Saved entries
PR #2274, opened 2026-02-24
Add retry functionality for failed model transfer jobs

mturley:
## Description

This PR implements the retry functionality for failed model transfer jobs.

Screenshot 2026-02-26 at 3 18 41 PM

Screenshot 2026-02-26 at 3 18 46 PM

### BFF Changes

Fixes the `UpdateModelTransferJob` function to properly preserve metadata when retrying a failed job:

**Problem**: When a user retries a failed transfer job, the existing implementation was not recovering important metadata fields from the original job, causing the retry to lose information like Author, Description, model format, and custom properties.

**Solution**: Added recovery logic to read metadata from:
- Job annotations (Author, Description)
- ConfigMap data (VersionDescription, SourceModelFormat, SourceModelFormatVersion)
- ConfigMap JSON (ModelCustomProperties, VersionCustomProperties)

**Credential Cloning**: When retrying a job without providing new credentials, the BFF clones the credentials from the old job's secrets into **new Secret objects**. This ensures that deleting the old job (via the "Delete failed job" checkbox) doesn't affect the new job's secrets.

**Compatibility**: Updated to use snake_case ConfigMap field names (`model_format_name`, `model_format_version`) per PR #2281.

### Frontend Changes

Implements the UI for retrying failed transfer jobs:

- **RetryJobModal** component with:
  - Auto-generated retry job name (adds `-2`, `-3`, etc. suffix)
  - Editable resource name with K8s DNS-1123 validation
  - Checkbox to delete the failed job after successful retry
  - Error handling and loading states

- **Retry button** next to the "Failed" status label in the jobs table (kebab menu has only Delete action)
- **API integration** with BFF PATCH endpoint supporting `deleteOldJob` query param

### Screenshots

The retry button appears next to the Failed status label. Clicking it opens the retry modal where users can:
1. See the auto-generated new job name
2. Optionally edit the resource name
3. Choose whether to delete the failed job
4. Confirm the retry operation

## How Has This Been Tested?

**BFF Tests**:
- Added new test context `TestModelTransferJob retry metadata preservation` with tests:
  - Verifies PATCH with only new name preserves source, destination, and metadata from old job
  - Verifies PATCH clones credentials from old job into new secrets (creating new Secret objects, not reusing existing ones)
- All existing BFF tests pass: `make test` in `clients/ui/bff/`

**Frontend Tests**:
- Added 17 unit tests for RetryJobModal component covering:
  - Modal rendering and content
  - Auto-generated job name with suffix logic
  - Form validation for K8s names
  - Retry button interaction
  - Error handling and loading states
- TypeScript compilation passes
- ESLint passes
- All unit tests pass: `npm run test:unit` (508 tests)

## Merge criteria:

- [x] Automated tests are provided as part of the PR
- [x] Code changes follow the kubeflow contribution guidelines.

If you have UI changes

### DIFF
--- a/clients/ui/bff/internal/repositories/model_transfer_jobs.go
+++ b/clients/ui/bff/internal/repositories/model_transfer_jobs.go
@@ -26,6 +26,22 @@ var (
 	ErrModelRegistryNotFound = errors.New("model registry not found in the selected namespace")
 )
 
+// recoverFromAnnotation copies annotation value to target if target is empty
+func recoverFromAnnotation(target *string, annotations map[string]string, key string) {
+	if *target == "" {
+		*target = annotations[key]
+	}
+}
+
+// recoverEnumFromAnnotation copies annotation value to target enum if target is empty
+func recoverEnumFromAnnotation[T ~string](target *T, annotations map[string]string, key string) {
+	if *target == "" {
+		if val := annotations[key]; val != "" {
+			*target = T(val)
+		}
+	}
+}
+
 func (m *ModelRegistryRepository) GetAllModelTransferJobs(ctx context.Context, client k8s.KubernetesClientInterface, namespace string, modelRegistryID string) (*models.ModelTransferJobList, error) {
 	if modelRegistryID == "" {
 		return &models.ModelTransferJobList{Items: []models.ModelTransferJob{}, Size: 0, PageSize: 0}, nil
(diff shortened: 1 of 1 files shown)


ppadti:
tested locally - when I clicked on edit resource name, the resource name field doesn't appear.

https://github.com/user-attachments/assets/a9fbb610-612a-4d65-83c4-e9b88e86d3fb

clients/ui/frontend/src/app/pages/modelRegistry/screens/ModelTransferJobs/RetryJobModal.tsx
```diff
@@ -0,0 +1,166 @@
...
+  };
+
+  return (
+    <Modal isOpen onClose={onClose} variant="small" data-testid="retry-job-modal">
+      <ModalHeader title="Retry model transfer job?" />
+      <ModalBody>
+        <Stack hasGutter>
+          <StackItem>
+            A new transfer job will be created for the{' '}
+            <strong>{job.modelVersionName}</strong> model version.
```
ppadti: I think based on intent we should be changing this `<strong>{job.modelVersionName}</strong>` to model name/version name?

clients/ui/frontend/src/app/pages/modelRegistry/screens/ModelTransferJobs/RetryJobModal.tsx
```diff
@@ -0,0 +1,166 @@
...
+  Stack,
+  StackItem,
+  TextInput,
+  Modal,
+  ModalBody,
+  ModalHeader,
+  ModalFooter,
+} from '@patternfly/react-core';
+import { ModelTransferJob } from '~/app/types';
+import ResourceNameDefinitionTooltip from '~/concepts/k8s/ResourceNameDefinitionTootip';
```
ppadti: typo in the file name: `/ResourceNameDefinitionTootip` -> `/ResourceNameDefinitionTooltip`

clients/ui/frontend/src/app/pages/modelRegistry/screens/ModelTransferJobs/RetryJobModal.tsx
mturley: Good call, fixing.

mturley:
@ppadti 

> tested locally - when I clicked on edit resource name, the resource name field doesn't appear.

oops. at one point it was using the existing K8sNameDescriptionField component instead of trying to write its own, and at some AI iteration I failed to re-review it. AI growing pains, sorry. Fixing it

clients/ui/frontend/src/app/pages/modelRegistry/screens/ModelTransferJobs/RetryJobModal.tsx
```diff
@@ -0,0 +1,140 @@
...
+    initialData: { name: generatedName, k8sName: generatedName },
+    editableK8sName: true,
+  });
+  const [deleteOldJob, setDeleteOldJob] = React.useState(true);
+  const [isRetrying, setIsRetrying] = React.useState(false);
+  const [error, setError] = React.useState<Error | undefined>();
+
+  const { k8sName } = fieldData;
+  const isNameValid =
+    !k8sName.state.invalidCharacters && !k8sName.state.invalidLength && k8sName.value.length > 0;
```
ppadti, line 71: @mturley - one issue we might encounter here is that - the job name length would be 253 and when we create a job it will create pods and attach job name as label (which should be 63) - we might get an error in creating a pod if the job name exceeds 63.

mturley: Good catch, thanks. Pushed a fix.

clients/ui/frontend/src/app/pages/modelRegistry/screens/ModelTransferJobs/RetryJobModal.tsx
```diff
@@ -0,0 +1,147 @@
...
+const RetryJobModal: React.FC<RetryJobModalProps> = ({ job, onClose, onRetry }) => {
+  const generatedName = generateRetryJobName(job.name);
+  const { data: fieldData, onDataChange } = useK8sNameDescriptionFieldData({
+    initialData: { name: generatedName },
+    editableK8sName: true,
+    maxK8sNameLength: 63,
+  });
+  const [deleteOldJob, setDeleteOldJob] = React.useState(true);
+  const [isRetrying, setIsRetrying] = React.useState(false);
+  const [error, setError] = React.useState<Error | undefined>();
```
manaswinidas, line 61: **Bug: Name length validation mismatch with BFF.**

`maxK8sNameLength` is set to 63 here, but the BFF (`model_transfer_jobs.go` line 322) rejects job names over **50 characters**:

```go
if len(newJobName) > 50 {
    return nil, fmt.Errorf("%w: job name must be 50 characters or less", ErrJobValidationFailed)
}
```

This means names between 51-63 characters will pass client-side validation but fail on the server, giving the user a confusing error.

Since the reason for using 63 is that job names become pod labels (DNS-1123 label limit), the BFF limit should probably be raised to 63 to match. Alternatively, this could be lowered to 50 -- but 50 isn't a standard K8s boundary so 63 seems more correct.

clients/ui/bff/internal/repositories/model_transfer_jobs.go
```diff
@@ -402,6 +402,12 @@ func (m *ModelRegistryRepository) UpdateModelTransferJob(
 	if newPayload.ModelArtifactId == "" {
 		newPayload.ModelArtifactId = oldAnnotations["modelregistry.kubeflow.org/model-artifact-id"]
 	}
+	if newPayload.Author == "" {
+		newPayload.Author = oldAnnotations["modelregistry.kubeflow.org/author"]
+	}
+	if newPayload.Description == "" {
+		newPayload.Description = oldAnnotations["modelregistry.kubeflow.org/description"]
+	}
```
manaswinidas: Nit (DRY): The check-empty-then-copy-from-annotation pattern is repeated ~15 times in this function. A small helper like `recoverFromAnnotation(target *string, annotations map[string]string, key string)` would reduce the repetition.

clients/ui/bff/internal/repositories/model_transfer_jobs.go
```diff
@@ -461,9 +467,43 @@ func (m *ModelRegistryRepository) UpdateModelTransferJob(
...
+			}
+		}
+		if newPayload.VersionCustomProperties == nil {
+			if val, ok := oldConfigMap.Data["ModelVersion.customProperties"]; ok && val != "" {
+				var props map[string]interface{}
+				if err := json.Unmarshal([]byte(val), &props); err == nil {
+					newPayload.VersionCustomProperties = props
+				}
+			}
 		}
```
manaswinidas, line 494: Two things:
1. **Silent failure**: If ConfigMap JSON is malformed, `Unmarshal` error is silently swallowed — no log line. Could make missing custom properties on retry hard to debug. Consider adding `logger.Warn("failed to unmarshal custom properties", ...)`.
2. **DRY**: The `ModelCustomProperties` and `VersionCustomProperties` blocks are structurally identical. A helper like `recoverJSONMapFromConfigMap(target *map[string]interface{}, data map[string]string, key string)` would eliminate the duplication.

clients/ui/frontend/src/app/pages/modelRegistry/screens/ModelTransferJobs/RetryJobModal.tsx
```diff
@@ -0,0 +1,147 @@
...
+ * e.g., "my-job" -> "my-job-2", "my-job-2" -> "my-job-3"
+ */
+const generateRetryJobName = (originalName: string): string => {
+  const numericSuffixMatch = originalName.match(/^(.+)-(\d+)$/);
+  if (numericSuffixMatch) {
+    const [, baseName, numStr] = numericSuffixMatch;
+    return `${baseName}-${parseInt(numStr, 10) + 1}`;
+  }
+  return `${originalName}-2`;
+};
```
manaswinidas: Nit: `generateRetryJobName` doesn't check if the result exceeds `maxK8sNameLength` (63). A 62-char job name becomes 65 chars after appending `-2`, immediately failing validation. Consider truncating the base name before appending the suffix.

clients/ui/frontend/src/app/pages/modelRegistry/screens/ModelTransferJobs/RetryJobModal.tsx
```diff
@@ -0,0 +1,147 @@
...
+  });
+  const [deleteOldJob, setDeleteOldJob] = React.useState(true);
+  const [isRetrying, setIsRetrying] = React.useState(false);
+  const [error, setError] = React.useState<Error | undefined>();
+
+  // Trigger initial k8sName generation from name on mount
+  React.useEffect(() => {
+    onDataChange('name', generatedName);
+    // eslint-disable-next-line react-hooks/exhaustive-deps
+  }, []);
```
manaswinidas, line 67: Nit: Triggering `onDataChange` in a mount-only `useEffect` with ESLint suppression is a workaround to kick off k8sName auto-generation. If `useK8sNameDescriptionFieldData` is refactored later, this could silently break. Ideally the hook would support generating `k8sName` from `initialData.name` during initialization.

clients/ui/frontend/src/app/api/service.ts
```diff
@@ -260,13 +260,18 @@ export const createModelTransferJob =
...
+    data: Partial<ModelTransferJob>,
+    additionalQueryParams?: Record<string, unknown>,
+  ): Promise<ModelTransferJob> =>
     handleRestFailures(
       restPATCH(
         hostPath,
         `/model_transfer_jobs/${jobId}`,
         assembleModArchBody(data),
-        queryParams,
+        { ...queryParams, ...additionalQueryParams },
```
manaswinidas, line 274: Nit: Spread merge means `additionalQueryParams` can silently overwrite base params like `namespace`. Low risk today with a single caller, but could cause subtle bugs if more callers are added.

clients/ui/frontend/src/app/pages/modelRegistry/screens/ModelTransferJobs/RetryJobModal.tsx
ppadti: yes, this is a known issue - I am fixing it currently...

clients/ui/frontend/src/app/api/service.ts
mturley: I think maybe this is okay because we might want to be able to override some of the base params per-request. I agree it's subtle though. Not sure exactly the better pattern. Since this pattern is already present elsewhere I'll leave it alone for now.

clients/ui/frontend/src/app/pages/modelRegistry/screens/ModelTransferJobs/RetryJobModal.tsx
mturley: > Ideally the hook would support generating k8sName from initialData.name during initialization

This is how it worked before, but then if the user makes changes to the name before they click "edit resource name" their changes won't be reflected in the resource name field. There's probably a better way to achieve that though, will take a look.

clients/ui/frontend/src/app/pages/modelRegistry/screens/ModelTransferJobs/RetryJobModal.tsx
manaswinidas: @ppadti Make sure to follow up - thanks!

...

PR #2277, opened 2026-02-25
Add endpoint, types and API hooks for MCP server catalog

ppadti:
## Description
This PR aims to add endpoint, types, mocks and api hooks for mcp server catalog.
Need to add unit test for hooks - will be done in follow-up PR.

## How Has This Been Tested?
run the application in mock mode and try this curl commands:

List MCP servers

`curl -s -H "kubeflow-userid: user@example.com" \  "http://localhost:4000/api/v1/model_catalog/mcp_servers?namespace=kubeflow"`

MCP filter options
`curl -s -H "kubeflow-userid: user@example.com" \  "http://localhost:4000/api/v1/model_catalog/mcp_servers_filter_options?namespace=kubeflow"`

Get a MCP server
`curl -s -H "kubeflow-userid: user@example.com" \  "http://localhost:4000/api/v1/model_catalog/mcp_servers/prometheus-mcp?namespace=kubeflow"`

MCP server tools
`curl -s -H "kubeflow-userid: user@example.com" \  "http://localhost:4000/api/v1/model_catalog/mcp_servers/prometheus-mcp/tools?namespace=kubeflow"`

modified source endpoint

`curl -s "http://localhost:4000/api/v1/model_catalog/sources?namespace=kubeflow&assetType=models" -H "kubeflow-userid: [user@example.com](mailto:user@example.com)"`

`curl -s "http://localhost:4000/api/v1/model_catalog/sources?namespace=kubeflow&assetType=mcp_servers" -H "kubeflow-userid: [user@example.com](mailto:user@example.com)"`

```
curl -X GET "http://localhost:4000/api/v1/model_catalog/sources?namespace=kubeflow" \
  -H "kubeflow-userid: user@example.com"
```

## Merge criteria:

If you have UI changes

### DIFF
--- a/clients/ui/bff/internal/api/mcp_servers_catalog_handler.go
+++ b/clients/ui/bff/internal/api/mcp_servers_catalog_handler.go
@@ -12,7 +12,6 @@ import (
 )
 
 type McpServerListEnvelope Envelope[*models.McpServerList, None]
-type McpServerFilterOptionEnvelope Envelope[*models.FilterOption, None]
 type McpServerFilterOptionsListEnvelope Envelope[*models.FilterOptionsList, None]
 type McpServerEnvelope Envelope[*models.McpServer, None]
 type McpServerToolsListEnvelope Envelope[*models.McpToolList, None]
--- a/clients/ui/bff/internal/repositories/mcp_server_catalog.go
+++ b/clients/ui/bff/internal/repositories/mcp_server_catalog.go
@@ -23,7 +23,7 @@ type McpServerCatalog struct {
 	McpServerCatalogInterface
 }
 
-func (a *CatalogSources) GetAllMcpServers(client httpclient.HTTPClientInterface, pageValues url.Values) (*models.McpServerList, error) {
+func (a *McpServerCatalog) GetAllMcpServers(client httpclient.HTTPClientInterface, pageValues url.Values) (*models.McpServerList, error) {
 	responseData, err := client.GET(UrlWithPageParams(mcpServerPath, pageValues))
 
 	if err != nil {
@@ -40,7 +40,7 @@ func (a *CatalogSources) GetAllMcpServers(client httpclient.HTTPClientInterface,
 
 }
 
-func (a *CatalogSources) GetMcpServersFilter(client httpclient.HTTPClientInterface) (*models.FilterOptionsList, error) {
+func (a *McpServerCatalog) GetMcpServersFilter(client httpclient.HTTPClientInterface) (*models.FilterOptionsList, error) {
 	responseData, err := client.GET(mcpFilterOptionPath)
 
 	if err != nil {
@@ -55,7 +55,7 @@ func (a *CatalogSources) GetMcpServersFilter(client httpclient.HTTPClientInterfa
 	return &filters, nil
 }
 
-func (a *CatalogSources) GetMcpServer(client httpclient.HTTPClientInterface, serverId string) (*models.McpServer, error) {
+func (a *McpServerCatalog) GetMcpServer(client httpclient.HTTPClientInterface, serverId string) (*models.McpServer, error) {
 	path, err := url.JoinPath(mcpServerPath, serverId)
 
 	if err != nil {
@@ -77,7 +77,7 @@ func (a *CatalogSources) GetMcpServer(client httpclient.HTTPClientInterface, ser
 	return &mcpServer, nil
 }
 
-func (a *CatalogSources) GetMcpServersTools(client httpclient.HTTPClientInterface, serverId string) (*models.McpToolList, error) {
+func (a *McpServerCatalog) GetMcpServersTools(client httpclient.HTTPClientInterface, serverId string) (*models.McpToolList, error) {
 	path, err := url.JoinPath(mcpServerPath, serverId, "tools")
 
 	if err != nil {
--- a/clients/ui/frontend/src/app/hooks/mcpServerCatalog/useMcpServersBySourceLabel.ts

▶ **What the task asks**: Above are the records; from them, give again exactly the lines from the one containing "PR #2274, opened 2026-02-24" through the one containing "### Screenshots", both included.

▶ **Solution for this task**:
PR #2274, opened 2026-02-24
Add retry functionality for failed model transfer jobs

mturley:
## Description

This PR implements the retry functionality for failed model transfer jobs.

Screenshot 2026-02-26 at 3 18 41 PM

Screenshot 2026-02-26 at 3 18 46 PM

### BFF Changes

Fixes the `UpdateModelTransferJob` function to properly preserve metadata when retrying a failed job:

**Problem**: When a user retries a failed transfer job, the existing implementation was not recovering important metadata fields from the original job, causing the retry to lose information like Author, Description, model format, and custom properties.

**Solution**: Added recovery logic to read metadata from:
- Job annotations (Author, Description)
- ConfigMap data (VersionDescription, SourceModelFormat, SourceModelFormatVersion)
- ConfigMap JSON (ModelCustomProperties, VersionCustomProperties)

**Credential Cloning**: When retrying a job without providing new credentials, the BFF clones the credentials from the old job's secrets into **new Secret objects**. This ensures that deleting the old job (via the "Delete failed job" checkbox) doesn't affect the new job's secrets.

**Compatibility**: Updated to use snake_case ConfigMap field names (`model_format_name`, `model_format_version`) per PR #2281.

### Frontend Changes

Implements the UI for retrying failed transfer jobs:

- **RetryJobModal** component with:
  - Auto-generated retry job name (adds `-2`, `-3`, etc. suffix)
  - Editable resource name with K8s DNS-1123 validation
  - Checkbox to delete the failed job after successful retry
  - Error handling and loading states

- **Retry button** next to the "Failed" status label in the jobs table (kebab menu has only Delete action)
- **API integration** with BFF PATCH endpoint supporting `deleteOldJob` query param

### Screenshots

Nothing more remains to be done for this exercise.